LA TREMENDA CORTE
El compromiso de los Bush con la mafia miamense es evidentemente algo serio. Así lo prueba la reciente designación de Raoul Cantero, nieto del ex dictador cubano Fulgencio Batista, como juez de la Corte Suprema del estado de la Florida.
La determinación tomada por Jeb Bush, hermano menor del presidente y gobernador de ese estado, recuerda que mister W. le debe a la pandilla cubanoamericana su ascenso al poder de la Casa Blanca —fue en Florida donde, entre otros manejos “democráticos”, se “confundieron” los electores en los pasados comicios presidenciales— y además reafirma las pretensiones de su hermanito de salir reelecto en los próximos comicios estatales.
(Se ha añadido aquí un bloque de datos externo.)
PR #503, opened 2023-07-14
feat: verify email fror new user

### LINKED ISSUE #300: Verify Email
When registering, an email should be sent to the user with a link to verify email.

dragosp1011:
### Context

- fixes #300


packages/wallet/frontend/src/pages/auth/signup.tsx
```diff
@@ -32,7 +32,7 @@ const SignUpPage: NextPageWithLayout = () => {
               openDialog(
                 <SuccessDialog
                   onClose={closeDialog}
-                  content="Your account was created."
+                  content="Welcome to Interledger Testnet. Please verify your email address."
```
raducristianpopa, line 35: We should provide clearer instructions about the next steps for the user. It might be helpful to display a message indicating that an email has been sent to verify the email address and guide them on what to do next.

packages/wallet/backend/src/user/controller.ts
```diff
@@ -133,4 +134,24 @@ export class UserController implements IUserController {
       next(e)
     }
   }
+
+  verifyEmail = async (
```
raducristianpopa, line 138: I think this should be moved into the auth module.

raducristianpopa (commented):
To enhance the sign-up process, we should consider checking the MX records for the email domain. This will allow us to verify if we are being routed to a legitimate mail server before sending the sign-up email. Additionally, it would be beneficial filter the given email within a list of domains for disposable email services to ensure that such emails are not accepted alongside a rate limiting strategy that will help us to prevent spamming.

packages/wallet/backend/src/email/templates/images/Verify.png
rico191013, line 1: well, I think this image need to be in different folder?

Tymmmy: Hmmm well, because of the email html templates are in the backend, we decided with dragos to put them next to where they are being used in the email template. It would not make more sense to move them to frontend somewhere, because the emails are here in backend...

packages/wallet/backend/src/user/service.ts
```diff
@@ -31,7 +33,23 @@ export class UserService implements IUserService {
...
+    })
+
+    await this.deps.emailService
+      .sendVerifyEmail(args.email, token)
+      .catch((e) => {
+        this.deps.logger.error(
+          `Error on sending verify email for user ${user.email}`,
+          e
+        )
+      })
```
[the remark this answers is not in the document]
beniaminmunteanu: I'd agree on the token generation, but for me the email sending and updating of the user entities in the database could also sit here.

packages/wallet/backend/src/user/controller.ts
dragosp1011: moved controller method, but the service method remains in user service as all the work is with User model.

packages/wallet/backend/src/user/service.ts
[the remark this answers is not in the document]
dragosp1011: moved the logic into a signup method in auth service

Tymmmy (approved):

packages/wallet/backend/src/auth/service.ts
```diff
@@ -4,27 +4,55 @@ import addSeconds from 'date-fns/addSeconds'
...
+import { getRandomToken, hashToken } from '@/utils/helpers'
+import { EmailService } from '@/email/service'
+import { Logger } from 'winston'
 
 interface AuthorizeArgs {
   email: string
   password: string
 }
+
+interface SignupArgs extends AuthorizeArgs {}
```
raducristianpopa, line 16:
```suggestion
interface SignUpArgs extends AuthorizeArgs {}
```

packages/wallet/backend/src/auth/service.ts
```diff
@@ -4,27 +4,55 @@ import addSeconds from 'date-fns/addSeconds'
...
+
 interface AuthorizeResult {
   user: User
   session: Session
 }
 
 interface IAuthService {
   authorize(args: AuthorizeArgs): Promise<AuthorizeResult>
+  signup(args: SignupArgs): Promise<User>
```
raducristianpopa, line 25:
```suggestion
  signUp(args: SignUpArgs): Promise<User>
```

packages/wallet/backend/migrations/20230711171065_add_password_reset_fields.js
```diff
@@ -0,0 +1,21 @@
+/**
+ * @param { import("knex").Knex } knex
+ * @returns { Promise<void> }
+ */
+exports.up = function (knex) {
+  return knex.schema.alterTable('users', (table) => {
+    table.boolean('isEmailVerified').defaultTo(false)
```
raducristianpopa, line 7: Should we handle the use-case in which we already have users that are registered and set the `isEmailVerified` column to `true` ?

packages/wallet/backend/src/auth/service.ts
```diff
@@ -4,27 +4,55 @@ import addSeconds from 'date-fns/addSeconds'
...
+      password,
+      verifyEmailToken: hashToken(token)
+    })
+
+    await this.deps.emailService.sendVerifyEmail(email, token).catch((e) => {
+      this.deps.logger.error(
+        `Error on sending verify email for user ${user.email}`,
+        e
+      )
+    })
```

La designación, que una vez más ha puesto en entredicho la honestidad de la administración (sobre todo en lo que respecta a su guerra sin cuartel contra el terrorismo), ha resultado controvertida hasta en el propio Miami.
Cantero se vio obligado a declarar en su defensa que su vida nada tenía que ver con los crímenes y las torturas perpretadas en la Isla durante la dictadura de su abuelo (1952/1959).
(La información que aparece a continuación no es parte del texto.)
Issue #259, opened 2023-04-17
Add new ALL Transactions list, add Filters


Tymmmy:
Add a new page for all transactions, no matter the PaymentPointer, no matter currency.
We already have a Transactions list set in place for PaymentPointers.
Should be grouped by date (ex. Revolut)
Add some filters on Transactions list.
For starters Filter by Outgoing/Incoming payment, date, merchant?

If needed and can be done with this story, please also add pagination to list.

raducristianpopa:
Closed by #504.

PR #504, opened 2023-07-14
feat(wallet): add general trasactions view (filters/pagination)

Fsalker:
"partially closes" #259

outdated
> 
> - ✅ gets ALL Transactions based on userId _(no **accountId** / **paymentPointerId** constraints)_
> - ✅ allows Filtering, as specified here - https://jsonapi.org/recommendations/#filtering
> - ✅ allows Pagination, using `page` and `pageSize`
> - ✅ deep filters **ought to** work out of box for **Transaction** fields
> - ❌ deep filters for **joined tables** don't currently work (yet?)¹
> 
> ### Do we really need deep filters for Joined Tables?
> 
> imo: not now
> 
> ¹We can write a **utility function** which receives **joined table names as an input** and adequately alters `filterParams`
> - eg: `prependTablenamesToFilterParams = (filterParams, tableArr) => <... newFilterParams ...>`
> 
> We could also iterate through `Transaction.relationMappings` and automatically prepend the appropriate Table Names.
> 
> But I don't think this is the case yet - `/transactions` doesn't need to return you your Accounts/PaymentPointers/User 😂, so you've got no other tables to deep-filter yet.

## Demo?

image
image
image
image
image

--- 

## Old screenshots
```
![image](https://github.com/interledger/testnet/assets/16700631/91cf5b05-c99b-451c-bf81-6b26211a9b30)
![image](https://github.com/interledger/testnet/assets/16700631/fdc2c373-b596-4d8b-a7a4-66746610138e)
![image](https://github.com/interledger/testnet/assets/16700631/b2e8dd4d-3d86-4440-af6a-5010e0b8f328)
```


packages/wallet/backend/src/transaction/validation.ts
```diff
@@ -5,3 +5,29 @@ export const transactionListRequestSchema = z.object({
...
+  id: z.string().optional(),
+  paymentId: z.string().optional(),
+  description: z.string().optional(),
+  paymentPointerId: z.string().optional(),
+  accountId: z.string().optional(),
+  assetCode: z.string().optional(),
+  value: z.bigint().optional(),
+  type: z.string().optional(),
+  status: z.string().optional()
+})
```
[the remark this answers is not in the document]
beniaminmunteanu: It's ok that you have it "redefined" in the ZOD schema.

I have a PR for rapyd zod validations that does the other way around, having types infered from ZOD. 
But for your usecase, this approach is ok. I see no trouble with it

packages/wallet/backend/src/transaction/validation.ts
```diff
@@ -5,3 +5,29 @@ export const transactionListRequestSchema = z.object({
     orderByDate: z.enum(['ASC', 'DESC']).default('DESC')
   })
 })
+
+const transactionExtendedObject = z
+  .object({
```
Tymmmy, line 10: will we need the comments?

packages/wallet/backend/src/transaction/service.ts
```diff
@@ -50,4 +59,40 @@ export class TransactionService implements ITransactionService {
...
+      }),
+      {}
+    )
+
+    const transactions = await Transaction.query()
+      .select(
+        'transactions.*',
+        'paymentPointer.url as paymentPointerUrl',
+        'paymentPointer:account.name as accountName'
+        // 'paymentPointer:account.id as accountId'
```
Tymmmy, line 84: do we need the comments?

packages/wallet/backend/src/outgoingPayment/service.ts
```diff
@@ -32,10 +34,19 @@ export class OutgoingPaymentService implements IOutgoingPaymentService {
       metadata: { description }
     })
 
+    const paymentPointer = await PaymentPointer.query()
+      .findById(paymentPointerId)
+      .select('accountId', 'active')
+
+    if (!paymentPointer || !paymentPointer.active) {
```
dragosp1011, line 41: can be simplified `if (!paymentPointer?.active)`

packages/wallet/backend/src/outgoingPayment/service.ts
```diff
@@ -32,10 +34,19 @@ export class OutgoingPaymentService implements IOutgoingPaymentService {
...
+      throw new NotFound()
+    }
+
     return Transaction.query().insert({
       paymentPointerId,
       paymentId: payment.id,
       assetCode,
+      accountId: paymentPointer?.accountId,
```
dragosp1011, line 49: as payment pointer is checked above, it will always exists here

packages/wallet/backend/src/shared/types.ts
```diff
@@ -0,0 +1,8 @@
+export type PaginationQueryParams = {
+  page: number
+  pageSize: number
+}
+
+export type ObjectWithAnyKeys = {
+  [key: string]: unknown
+}
```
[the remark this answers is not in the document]
dragosp1011: maybe use `Record<string, unknown>`?

packages/wallet/backend/src/utils/helpers.ts
```diff
@@ -1,5 +1,32 @@
...
+    (acc, oldKey) => ({
+      ...acc,
+      [oldKey === replacedKey ? newKey : oldKey]: obj[oldKey]
+    }),
+    {}
+  )
+
+export const prefixSomeObjectKeys = (
+  obj: ObjectWithAnyKeys,
+  prefixedKeys: Array<string>,
```
dragosp1011, line 20: `string[]`

packages/wallet/backend/src/utils/helpers.ts
```diff
@@ -1,5 +1,32 @@
...
+  prefix: string
+): ObjectWithAnyKeys =>
+  Object.keys(obj).reduce(
```
dragosp1011, line 23: `Object.entries` can be used instead as the key and the value is used below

No obstante, el principal cargo en su contra es haber defendido a Orlando Bosch, un terrorista implicado en la voladura en el aire de un avión de Cubana de Aviación en 1976.
Respecto a esto último, el hermano menor del presidente que en nombre de la lucha contra el terrorismo ha decretado el encarcelamiento sin derechos legales para miles de presuntos terroristas, alegó —no se sabe muy bien si a favor de Bosch o del letrado—: "Todo el mundo tiene derecho a un abogado”.